Analysis of the enzymatic degradation of lysozyme fibrils using a combination method of non-denaturing gel electrophoresis and double staining with Coomassie Brilliant Blue G-250 and R-250 dyes.

Abstract

The Amyloid fibrils of proteins are involved in various diseases, such as Alzheimer's disease. To suppress such amyloid fibrils, it is essential to develop methods to elucidate their enzymatic degradation process. Lysozyme in egg white has been well studied as a model protein of amyloid fibrils. Here, we establish a method for separating and evaluating both lysozyme fibrils and their enzymatic degradation products by combining non-denaturing gel electrophoresis and anionic dye staining with Congo red and two Coomassie brilliant blue (CBB) dyes.
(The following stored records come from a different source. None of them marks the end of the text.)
PR #2078, opened 2020-12-20
Copy and save logs from deployment pane

### LINKED ISSUE #2076: As a scientific researcher I want to copy and download serial logs so that I can analyze my sensor data in spreadsheets
When collecting data from sensors for some scientific experiment it is often desirable to get a time-series table for further analysis in Excel or another external tool.

I can use `console-log` and then manually:

- Scroll the output to the top
- Hold down the mouse button to start the selection
- Scroll down to select all
- Press Ctrl+C to copy
- Paste elsewhere

But repeating the process again and again is tiresome. We could simplify researches by providing simple accessible buttons to: 

- Copy the whole output to the clipboard
- Save the whole output to a file specified

image

Generalizing the idea, the same buttons will be quite helpful on all other tabs as well. For example, to ask questions on the forum or make bug reports.

### User story

- I make a patch with `console-log` to gather some data
- I upload with debug and see the data coming to the Serial tab
- I press the “Copy” button and the contents of the Serial tab are copied to the clipboard exactly as I see them, applying the current filter
- I press the “Save to File” button and the system file save dialog appears asking for the filename (defaults to `serial-log.txt`)
- I enter the filename and the file gets saved with exactly the same contents as I see them

### Acceptance criteria

- [x] The basic scenario works as described
- [x] If I choose an existing file XOD asks me if I want to overwrite it
- [x] If I copy a log made with `join` with TAB delimiter and then paste in Excel the columns get split correctly (the leading arrow in first is OK)
- [x] If I do the same with Google Spreadsheets, the result is split too
- [x] If I choose to include watched values to the log and have some, their log entries are copied/saved too
- [x] The buttons work the same way for all tabs of the deployment pane
- [x] Whenever I press the “Copy” button it gives some visual feedback acknowledging success

### Out of scope

- Filtering out arrows, headers, footers

brusherru:
It closes #2076.

### DIFF
--- a/packages/xod-client/src/debugger/containers/Debugger.jsx
+++ b/packages/xod-client/src/debugger/containers/Debugger.jsx
@@ -11,7 +11,15 @@ import { Maybe } from 'ramda-fantasy';
 
 import { LOG_TAB_TYPE } from '../constants';
 import * as selectors from '../selectors';
+import { addError, addConfirmation } from '../../messages/actions';
 import * as DA from '../actions';
+import {
+  LOG_COPIED,
+  LOG_COPY_NOT_SUPPORTED,
+  logCopyError,
+  logSaveError,
+} from '../messages';
+
 import Log from './Log';
 import SerialInput from '../components/SerialInput';
 
@@ -44,6 +52,52 @@ const TAB_ORDER = [
 ];
 
 class Debugger extends React.Component {
+  constructor(props) {
+    super(props);
+
+    this.onCopyLogClicked = this.onCopyLogClicked.bind(this);
+    this.onSaveLogClicked = this.onSaveLogClicked.bind(this);
+  }
+
+  onCopyLogClicked() {
+    const copy = R.path(['navigator', 'clipboard', 'writeText'], window);
+    if (!copy) {
+      this.props.actions.addError(LOG_COPY_NOT_SUPPORTED);
+      return;
+    }
+
+    window.navigator.clipboard.writeText(this.props.log).then(
+      () => {
+        this.props.actions.addConfirmation(LOG_COPIED);
+      },
+      err => {
+        this.props.actions.addError(logCopyError(err));
+      }
+    );
+  }
+
+  onSaveLogClicked() {
+    const tabLabel = TAB_NAMES[this.props.currentTab];
+    const defaultFilename = R.compose(R.concat(R.__, '-log.txt'), R.toLower)(
+      tabLabel
+    );
+
+    try {
+      const data = new window.Blob([this.props.log], { type: 'text/plain' });
+      const file = window.URL.createObjectURL(data);
+
+      const link = document.createElement('a');
+      link.download = defaultFilename;
+      link.href = file;
+      link.click();
+
+      // We need to manually revoke the object URL to avoid memory leaks.
+      window.URL.revokeObjectURL(file);
+    } catch (err) {
+      this.props.actions.addError(logSaveError(err));
+    }
+  }
+
   renderControlsForExpandedState() {
     const {
       isExpanded,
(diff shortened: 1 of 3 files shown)


packages/xod-client/src/debugger/messages.js
```diff
@@ -48,3 +48,26 @@ export const DO_NOT_USE_TETHERING_INTERNET_IN_BROWSER = {
   solution:
     'Install the desktop version of the XOD IDE to reveal all features of XOD',
 };
+
+export const logCopyDone = tabLabel => ({
+  title: `${tabLabel} log is copied to the clipboard`,
```
nkrkv, line 53:
```suggestion
  title: `Copied`,
```

packages/xod-client/src/debugger/messages.js
```diff
@@ -48,3 +48,26 @@ export const DO_NOT_USE_TETHERING_INTERNET_IN_BROWSER = {
...
+});
+export const logCopyError = (tabLabel, error) => ({
+  title: `Can not copy the ${tabLabel} log`,
```
nkrkv, line 56:
```suggestion
  title: `Cannot copy log`,
```

packages/xod-client/src/debugger/messages.js
```diff
@@ -48,3 +48,26 @@ export const DO_NOT_USE_TETHERING_INTERNET_IN_BROWSER = {
...
+  note: error.message,
+  solution: 'Please, report the issue to the XOD developers ',
+});
+export const logCopyNotSupported = () => ({
+  title: 'Your browser does not support a copy log feature',
+  solution:
+    'Try to install the desktop IDE or use the latest version of Google Chrome.',
```
nkrkv, line 63:
```suggestion
  title: 'Bad browser',
  title: 'Your browser does not support a copy log feature',
  solution:
    'Install the desktop IDE or use the latest version of Google Chrome / Firefox.',
```

packages/xod-client/src/debugger/messages.js
```diff
@@ -48,3 +48,26 @@ export const DO_NOT_USE_TETHERING_INTERNET_IN_BROWSER = {
...
+});
+
+export const logSaveDone = tabLabel => ({
+  title: `${tabLabel} log is saved on your filesystem`,
+});
```
nkrkv, line 68: :bug: In desktop IDE this message appears before the file save dialog pops up, even if I choose to cancel (in the future). If it’s hard to make the message appear in the right moment (after the dialog), it’s OK to not show it at all.

packages/xod-client/src/debugger/messages.js
```diff
@@ -48,3 +48,26 @@ export const DO_NOT_USE_TETHERING_INTERNET_IN_BROWSER = {
...
+export const logSaveError = (tabLabel, error) => ({
+  title: `Can not save the ${tabLabel} log`,
```
nkrkv, line 70:
```suggestion
  title: `Cannot save log`,
```

nkrkv (changes requested):

packages/xod-client/src/debugger/containers/Debugger.jsx
```diff
@@ -79,11 +138,42 @@ class Debugger extends React.Component {
     );
   }
 
+  renderTabActions() {
+    const isDisabled = R.isEmpty(this.props.log);
+    const title = notDisabledTitle =>
```
evgenykochetkov, line 143: I don't think the title should be altered. The reason for disabling the buttons when the log is empty is obvious enough.

evgenykochetkov:
Besides the save message in the desktop IDE, works absolutely fine in both browser and desktop versions 👍🏻

nkrkv (approved):
:+1:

By combining non-denaturing gel electrophoresis and amyloid-specific Congo red staining, the separation site of lysozyme fibril was stained explicitly by Congo red and identified on the gel, and the amount of lysozyme fibrils decreased following the enzymatic degradation of lysozyme fibrils. Both lysozyme fibrils and their enzymatic degradation products were separated and examined by combining non-denaturing gel electrophoresis and double staining with CBB G-250 and R-250 dyes. Protein stained with negatively charged colloidal CBB G-250 could migrate to the anode side of electrophoresis. Following gel electrophoresis, noncolloidal CBB R-250 was used to detect lysozyme fibrils and the enzymatic degradation products. This method can be applied to investigate the enzymatic degradation process of amyloid fibrils.